PR #543, opened 2017-04-07
add 'no file transfers in progress' header if there are no file transfers

avahowell:


lukechampine:
build failed?

avahowell:
looks like there's some non-determinism in the build, rebased and force pushed and it's passing now, as is the other PR which failed on the same tests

= = = = =

Prompt :: Hand back the material above in full, exactly as written.

Exercise response ::
PR #543, opened 2017-04-07
add 'no file transfers in progress' header if there are no file transfers

avahowell:


lukechampine:
build failed?

avahowell:
looks like there's some non-determinism in the build, rebased and force pushed and it's passing now, as is the other PR which failed on the same tests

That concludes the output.